Revisiting Database Storage Optimizations on Flash
Mohit Saxena and Michael M. Swift
2010
The database storage hierarchy has been heavily optimized for the performance characteristics of disks. Storage managers typically employ row- or column-oriented storage layouts, or a combination, to improve the I/O performance of different query workloads with disks. The recent rise of flash memory-based solid-state drives (SSDs) significantly change the performance characteristics of storage: these drives provide an order of magnitude lower read/access latencies, significantly higher read bandwidths, and most importantly, negligible seek overheads. In light of these differences, we analyze major storage optimizations for read-optimized databases. We examine the benefits of row and column-oriented storage layouts on flash SSDs. Our measurements span through different workload variations, including selectivity, projectivity and concurrency that affect query processing on flash. Further, we also investigate the cost and benefits of a set of database optimizations, including data compression, prefetching, and indexes on flash SSDs. We back our experimental evaluation with analytical models of the performance tradeoffs of these optimizations.

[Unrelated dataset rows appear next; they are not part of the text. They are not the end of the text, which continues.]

PR #7708, opened 2026-05-12
Fix MySQL TINYINT(1) snapshotted as BIT(1) causing spurious diffs

pranithreddym:
MySQL Connector/J maps TINYINT(1) → TYPE_NAME="BIT" by default (tinyInt1isBit=true).  BooleanType.toDatabaseDataType() previously emitted BIT(1) for MySQL when it received an originalDefinition that started with "bit".  Applying a changelog containing BIT(1) against a MySQL database whose column is TINYINT(1) would:
  - create BIT(1) on a fresh deployment (wrong type)
  - report a spurious diff on every generateChangeLog thereafter

Fix: for MySQL (not MariaDB), BooleanType always emits TINYINT(1). MySQL's canonical boolean representation is TINYINT(1); users who genuinely need BIT(n) should use the explicit "bit" data type in their changeset, not "boolean".

MariaDB behaviour is unchanged: "bit" stays as BIT, "boolean" stays as TINYINT(1).

Tests added:
  BooleanTypeTest.mysqlBit1FromJdbcMapsToTinyInt1
  BooleanTypeTest.mysqlBooleanKeywordMapsToTinyInt1
  BooleanTypeTest.mariadbBit1PreservedAsBit
  ColumnSnapshotGeneratorTest - snapshot-level BIT passthrough test

## Impact

### DIFF
--- a/liquibase-standard/src/main/java/liquibase/datatype/core/BooleanType.java
+++ b/liquibase-standard/src/main/java/liquibase/datatype/core/BooleanType.java
@@ -37,10 +37,33 @@ public class BooleanType extends LiquibaseDataType {
         } else if (database instanceof MSSQLDatabase) {
             return new DatabaseDataType(database.escapeDataTypeName("bit"));
         } else if (database instanceof MySQLDatabase) {
-            if (originalDefinition.toLowerCase(Locale.US).startsWith("bit")) {
+            if (database instanceof MariaDBDatabase) {
+                if (originalDefinition.toLowerCase(Locale.US).startsWith("bit")) {
+                    return new DatabaseDataType("BIT", getParameters());
+                }
+                return new DatabaseDataType("TINYINT(1)");
+            }
+            // For MySQL (not MariaDB): collapse bit / bit(1) / boolean → TINYINT(1).
+            //
+            // BooleanType handles the "bit" alias (see @DataTypeInfo).  Two separate
+            // scenarios arrive here:
+            //   a) A snapshot produced by the JDBC driver with tinyInt1isBit=true
+            //      (the default): TINYINT(1) columns are reported as TYPE_NAME="BIT",
+            //      so Liquibase builds originalDefinition="BIT(1)".  Without the guard
+            //      below, generating a changelog from that snapshot would write BIT(1),
+            //      re-applying it would create BIT(1) ≠ TINYINT(1), and every subsequent
+            //      generateChangeLog would see a spurious diff.
+            //   b) A changeset authored with type="boolean" or type="bit" (implying
+            //      size 1 or unspecified): TINYINT(1) is the MySQL de-facto boolean type.
+            //
+            // Preserve genuine BIT(n) columns (n > 1) — users who declare
+            // type="bit(8)" explicitly want a bit-field, not a boolean column.
+            String lowerDef = originalDefinition.toLowerCase(Locale.US);
+            if (lowerDef.startsWith("bit") && getParameters().length > 0
+                    && !"1".equals(String.valueOf(getParameters()[0]))) {
                 return new DatabaseDataType("BIT", getParameters());
             }
-            return database instanceof MariaDBDatabase ? new DatabaseDataType("TINYINT(1)") : new DatabaseDataType("TINYINT");
+            return new DatabaseDataType("TINYINT(1)");
         } else if (database instanceof OracleDatabase) {
             try {
                 if (database.getDatabaseMajorVersion() >= OracleDatabase.ORACLE_23C_MAJOR_VERSION) {
--- a/liquibase-standard/src/test/java/liquibase/datatype/BooleanTypeTest.java
+++ b/liquibase-standard/src/test/java/liquibase/datatype/BooleanTypeTest.java
@@ -1,5 +1,7 @@
 package liquibase.datatype;
 
+import liquibase.database.core.MariaDBDatabase;
+import liquibase.database.core.MySQLDatabase;
 import liquibase.database.core.PostgresDatabase;
 import liquibase.datatype.core.BooleanType;
 import liquibase.exception.UnexpectedLiquibaseException;
@@ -7,6 +9,10 @@ import org.junit.Test;
 
 import static org.junit.Assert.assertEquals;
 import static org.junit.Assert.assertNotEquals;
+
+// DataTypeFactory is needed so that finishInitialization() populates parameters
+// (finishInitialization() alone only stores rawDefinition; it does NOT parse
+// parameters — only fromDescription() / fromObject() do).
 
 public class BooleanTypeTest {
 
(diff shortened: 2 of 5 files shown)


liquibase-standard/src/main/java/liquibase/datatype/core/BooleanType.java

Three of our key findings are: (1) SSDs scale up linearly with concurrent execution of database queries and outperform disks by up to a factor of two, (2) the low seek cost on SSDs makes column-storage a better choice for laying out data on a variety of flash devices, (3) and that while data compression is useful to further leverage the bandwidth of flash, database prefetching has less benefit for flash storage. Finally, we present a list of design implications of our findings on future database and operating systems for effectively embracing flash storage.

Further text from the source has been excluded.